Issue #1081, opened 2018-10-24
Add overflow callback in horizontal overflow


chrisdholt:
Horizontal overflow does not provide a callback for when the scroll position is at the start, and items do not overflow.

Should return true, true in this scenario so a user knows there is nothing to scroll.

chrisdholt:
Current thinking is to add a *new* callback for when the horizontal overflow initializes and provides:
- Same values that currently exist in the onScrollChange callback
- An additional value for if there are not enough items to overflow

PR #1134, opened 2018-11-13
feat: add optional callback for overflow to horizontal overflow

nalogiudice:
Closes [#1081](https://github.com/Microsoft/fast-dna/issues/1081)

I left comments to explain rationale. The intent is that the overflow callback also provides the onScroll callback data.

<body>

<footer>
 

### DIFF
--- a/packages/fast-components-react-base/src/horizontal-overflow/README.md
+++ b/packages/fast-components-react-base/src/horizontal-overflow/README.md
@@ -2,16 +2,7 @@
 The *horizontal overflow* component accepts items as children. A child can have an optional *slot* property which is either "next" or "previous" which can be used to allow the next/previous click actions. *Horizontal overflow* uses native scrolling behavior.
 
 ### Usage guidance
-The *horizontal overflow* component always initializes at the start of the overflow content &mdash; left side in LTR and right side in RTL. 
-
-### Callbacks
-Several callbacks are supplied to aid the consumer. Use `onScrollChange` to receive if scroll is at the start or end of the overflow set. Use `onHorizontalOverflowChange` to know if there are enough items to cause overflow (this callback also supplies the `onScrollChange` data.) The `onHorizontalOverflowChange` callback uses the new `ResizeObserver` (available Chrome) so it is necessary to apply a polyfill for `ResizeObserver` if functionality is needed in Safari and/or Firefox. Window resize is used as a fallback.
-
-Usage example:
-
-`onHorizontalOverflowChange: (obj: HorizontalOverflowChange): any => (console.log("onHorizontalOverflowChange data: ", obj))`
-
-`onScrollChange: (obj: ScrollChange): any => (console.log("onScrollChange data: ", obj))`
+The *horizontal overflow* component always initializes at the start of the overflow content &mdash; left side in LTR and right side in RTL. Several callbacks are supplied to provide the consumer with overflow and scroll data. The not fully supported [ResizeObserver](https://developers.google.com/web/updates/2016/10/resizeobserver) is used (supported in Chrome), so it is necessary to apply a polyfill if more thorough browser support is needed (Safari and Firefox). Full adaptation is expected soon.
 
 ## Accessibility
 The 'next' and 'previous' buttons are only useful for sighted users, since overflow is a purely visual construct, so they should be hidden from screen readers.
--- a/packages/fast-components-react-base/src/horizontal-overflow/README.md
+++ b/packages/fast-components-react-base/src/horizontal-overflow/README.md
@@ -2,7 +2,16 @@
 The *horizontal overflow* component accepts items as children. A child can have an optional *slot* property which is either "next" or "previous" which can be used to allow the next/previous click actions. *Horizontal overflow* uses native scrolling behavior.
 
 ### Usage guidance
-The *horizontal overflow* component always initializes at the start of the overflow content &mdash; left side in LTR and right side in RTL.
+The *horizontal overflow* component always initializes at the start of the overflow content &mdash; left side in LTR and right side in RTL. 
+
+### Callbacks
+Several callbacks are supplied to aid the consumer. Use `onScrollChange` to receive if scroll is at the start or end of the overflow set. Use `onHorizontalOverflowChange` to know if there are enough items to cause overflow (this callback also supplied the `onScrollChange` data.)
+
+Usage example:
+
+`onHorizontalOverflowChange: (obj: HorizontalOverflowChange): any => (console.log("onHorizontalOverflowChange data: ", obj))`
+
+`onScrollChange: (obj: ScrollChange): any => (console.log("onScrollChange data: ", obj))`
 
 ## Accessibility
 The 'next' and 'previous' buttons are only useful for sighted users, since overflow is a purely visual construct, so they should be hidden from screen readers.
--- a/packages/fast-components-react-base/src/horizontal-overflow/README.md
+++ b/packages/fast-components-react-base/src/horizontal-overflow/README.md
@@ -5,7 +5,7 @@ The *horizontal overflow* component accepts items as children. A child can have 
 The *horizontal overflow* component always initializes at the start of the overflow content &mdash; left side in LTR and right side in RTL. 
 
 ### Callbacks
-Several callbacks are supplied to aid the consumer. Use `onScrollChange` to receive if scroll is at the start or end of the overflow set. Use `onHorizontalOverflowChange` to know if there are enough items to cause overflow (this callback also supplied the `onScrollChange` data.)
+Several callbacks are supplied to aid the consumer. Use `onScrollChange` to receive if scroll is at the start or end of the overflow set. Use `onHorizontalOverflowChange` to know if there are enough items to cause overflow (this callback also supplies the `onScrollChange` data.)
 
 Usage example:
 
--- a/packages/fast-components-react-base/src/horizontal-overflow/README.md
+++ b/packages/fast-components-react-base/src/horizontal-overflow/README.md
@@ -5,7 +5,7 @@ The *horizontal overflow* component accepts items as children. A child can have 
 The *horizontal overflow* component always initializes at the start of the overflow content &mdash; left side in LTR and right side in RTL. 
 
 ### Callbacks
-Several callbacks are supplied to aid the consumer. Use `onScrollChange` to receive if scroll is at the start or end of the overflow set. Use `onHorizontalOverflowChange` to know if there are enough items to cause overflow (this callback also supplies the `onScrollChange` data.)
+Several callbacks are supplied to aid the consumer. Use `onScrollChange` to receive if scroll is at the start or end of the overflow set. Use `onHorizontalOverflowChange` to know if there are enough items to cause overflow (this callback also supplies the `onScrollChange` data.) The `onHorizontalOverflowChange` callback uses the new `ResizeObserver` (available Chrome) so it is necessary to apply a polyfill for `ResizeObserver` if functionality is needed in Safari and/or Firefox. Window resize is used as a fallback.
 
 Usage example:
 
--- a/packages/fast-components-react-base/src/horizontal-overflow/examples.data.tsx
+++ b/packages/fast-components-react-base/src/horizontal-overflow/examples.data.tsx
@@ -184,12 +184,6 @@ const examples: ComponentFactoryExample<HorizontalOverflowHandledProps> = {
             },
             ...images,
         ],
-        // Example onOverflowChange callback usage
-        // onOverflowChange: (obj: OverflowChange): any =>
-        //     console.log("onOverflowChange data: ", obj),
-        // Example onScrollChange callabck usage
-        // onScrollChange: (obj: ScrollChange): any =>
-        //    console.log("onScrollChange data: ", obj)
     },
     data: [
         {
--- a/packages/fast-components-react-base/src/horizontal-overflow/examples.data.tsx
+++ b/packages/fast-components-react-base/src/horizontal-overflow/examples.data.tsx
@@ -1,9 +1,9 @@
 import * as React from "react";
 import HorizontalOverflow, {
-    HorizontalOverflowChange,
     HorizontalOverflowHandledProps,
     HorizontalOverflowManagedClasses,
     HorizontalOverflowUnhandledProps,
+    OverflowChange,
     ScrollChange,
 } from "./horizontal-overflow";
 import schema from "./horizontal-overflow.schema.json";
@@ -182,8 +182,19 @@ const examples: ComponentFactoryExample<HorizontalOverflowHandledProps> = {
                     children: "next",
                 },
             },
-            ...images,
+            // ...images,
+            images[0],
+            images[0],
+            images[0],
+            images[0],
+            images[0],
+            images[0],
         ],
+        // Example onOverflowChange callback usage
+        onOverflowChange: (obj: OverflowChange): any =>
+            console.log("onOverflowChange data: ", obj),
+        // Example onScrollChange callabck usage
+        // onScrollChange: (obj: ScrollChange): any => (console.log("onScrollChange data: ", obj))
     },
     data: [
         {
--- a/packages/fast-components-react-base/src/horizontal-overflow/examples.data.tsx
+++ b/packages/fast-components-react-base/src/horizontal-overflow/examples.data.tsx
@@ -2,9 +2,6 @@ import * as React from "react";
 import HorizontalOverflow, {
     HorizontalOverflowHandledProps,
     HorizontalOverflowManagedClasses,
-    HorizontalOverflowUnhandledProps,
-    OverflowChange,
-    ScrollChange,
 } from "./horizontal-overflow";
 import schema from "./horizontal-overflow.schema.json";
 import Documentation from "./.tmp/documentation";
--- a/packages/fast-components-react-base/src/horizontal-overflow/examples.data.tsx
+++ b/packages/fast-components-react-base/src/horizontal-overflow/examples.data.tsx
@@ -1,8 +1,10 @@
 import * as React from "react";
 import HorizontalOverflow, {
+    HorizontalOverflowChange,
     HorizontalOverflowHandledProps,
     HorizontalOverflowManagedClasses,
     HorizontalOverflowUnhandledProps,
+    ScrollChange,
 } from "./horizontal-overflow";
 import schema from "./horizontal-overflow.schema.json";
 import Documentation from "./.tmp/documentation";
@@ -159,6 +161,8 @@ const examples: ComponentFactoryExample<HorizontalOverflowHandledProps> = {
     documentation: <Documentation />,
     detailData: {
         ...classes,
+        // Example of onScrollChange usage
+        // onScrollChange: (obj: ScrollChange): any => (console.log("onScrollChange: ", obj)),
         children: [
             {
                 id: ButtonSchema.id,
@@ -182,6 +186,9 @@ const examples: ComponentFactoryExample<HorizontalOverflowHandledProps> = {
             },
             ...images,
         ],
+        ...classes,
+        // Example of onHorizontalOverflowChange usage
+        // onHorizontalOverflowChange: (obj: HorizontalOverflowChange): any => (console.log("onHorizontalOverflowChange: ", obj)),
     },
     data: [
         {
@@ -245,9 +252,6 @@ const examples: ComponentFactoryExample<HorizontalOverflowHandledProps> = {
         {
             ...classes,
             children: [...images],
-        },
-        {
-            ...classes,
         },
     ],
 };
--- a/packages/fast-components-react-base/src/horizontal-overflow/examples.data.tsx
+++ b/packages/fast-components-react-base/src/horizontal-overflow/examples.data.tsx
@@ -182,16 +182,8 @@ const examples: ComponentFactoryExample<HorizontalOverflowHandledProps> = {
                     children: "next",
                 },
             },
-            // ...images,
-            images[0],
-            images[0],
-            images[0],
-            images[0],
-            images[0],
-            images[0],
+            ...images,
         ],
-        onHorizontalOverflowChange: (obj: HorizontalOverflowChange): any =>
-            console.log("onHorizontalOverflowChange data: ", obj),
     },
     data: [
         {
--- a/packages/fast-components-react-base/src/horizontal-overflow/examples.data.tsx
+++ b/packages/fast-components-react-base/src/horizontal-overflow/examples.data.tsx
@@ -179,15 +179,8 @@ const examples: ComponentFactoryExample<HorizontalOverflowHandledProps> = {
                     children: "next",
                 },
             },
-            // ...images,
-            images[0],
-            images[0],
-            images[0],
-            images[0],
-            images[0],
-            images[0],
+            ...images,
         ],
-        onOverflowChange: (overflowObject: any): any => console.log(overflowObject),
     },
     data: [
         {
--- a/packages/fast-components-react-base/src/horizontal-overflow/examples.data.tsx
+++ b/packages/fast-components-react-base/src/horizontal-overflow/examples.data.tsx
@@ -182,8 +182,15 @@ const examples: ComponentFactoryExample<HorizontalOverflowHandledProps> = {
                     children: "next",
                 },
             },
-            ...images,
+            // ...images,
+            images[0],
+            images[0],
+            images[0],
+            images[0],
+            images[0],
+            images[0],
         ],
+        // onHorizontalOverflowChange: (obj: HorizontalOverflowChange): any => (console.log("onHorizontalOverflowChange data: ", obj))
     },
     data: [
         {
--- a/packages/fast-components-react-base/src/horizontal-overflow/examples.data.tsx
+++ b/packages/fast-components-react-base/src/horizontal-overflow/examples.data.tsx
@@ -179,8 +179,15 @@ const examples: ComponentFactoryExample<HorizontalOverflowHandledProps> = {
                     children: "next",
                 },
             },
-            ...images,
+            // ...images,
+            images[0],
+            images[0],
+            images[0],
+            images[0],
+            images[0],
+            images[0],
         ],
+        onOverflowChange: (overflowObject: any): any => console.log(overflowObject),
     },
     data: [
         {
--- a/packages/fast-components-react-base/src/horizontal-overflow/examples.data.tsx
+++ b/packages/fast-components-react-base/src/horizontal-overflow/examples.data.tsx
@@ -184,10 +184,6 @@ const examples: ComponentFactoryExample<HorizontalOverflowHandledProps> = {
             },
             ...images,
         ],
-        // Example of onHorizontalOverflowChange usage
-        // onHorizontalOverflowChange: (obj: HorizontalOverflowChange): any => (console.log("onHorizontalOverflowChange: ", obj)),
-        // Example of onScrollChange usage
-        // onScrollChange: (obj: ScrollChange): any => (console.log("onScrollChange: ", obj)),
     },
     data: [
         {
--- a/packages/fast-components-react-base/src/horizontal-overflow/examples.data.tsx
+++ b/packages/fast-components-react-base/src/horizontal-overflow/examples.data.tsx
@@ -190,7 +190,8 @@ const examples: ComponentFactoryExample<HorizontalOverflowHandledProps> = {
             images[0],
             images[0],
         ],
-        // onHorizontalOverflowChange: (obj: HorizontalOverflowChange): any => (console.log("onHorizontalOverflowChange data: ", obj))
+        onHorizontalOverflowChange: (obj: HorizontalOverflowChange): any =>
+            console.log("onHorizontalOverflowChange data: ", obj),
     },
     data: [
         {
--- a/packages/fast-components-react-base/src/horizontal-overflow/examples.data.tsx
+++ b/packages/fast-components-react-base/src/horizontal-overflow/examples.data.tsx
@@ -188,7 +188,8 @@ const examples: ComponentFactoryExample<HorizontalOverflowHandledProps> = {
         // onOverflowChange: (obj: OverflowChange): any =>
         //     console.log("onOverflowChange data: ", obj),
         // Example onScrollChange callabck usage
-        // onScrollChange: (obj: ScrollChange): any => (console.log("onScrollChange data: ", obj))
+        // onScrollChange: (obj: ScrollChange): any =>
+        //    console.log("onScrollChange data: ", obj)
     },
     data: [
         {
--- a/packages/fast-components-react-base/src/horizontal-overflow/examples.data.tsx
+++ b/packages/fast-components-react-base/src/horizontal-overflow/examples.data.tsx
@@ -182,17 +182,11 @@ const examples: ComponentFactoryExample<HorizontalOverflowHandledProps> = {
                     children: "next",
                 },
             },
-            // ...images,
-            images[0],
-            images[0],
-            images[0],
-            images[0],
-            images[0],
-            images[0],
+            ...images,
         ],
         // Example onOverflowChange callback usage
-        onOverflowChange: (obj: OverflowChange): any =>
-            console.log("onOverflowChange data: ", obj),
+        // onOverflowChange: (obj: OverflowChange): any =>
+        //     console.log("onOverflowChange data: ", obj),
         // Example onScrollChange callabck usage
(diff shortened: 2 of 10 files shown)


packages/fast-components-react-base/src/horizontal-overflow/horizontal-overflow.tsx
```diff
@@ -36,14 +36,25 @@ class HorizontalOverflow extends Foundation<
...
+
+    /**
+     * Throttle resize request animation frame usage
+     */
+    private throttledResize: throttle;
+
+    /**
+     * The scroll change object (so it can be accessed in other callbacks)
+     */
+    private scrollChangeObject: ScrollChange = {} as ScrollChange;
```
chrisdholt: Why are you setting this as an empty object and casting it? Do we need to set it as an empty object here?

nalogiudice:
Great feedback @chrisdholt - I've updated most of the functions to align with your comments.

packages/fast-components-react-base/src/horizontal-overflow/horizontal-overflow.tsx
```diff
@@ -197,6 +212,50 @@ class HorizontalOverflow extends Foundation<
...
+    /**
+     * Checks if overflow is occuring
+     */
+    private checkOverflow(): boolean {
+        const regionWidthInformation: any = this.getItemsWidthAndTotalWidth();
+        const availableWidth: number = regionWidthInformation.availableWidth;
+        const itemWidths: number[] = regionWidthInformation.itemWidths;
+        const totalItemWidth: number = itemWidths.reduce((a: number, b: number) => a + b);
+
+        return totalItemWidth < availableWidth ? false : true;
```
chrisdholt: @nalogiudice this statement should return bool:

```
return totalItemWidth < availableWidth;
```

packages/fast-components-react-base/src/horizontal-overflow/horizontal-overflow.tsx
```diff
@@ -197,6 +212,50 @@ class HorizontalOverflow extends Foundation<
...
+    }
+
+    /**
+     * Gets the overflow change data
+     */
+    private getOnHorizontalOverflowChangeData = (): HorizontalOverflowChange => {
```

==============================

Your instructions: Taking each line of the material above in turn, count those containing the string "overflowObject". State the number alone.

Exercise solution: 2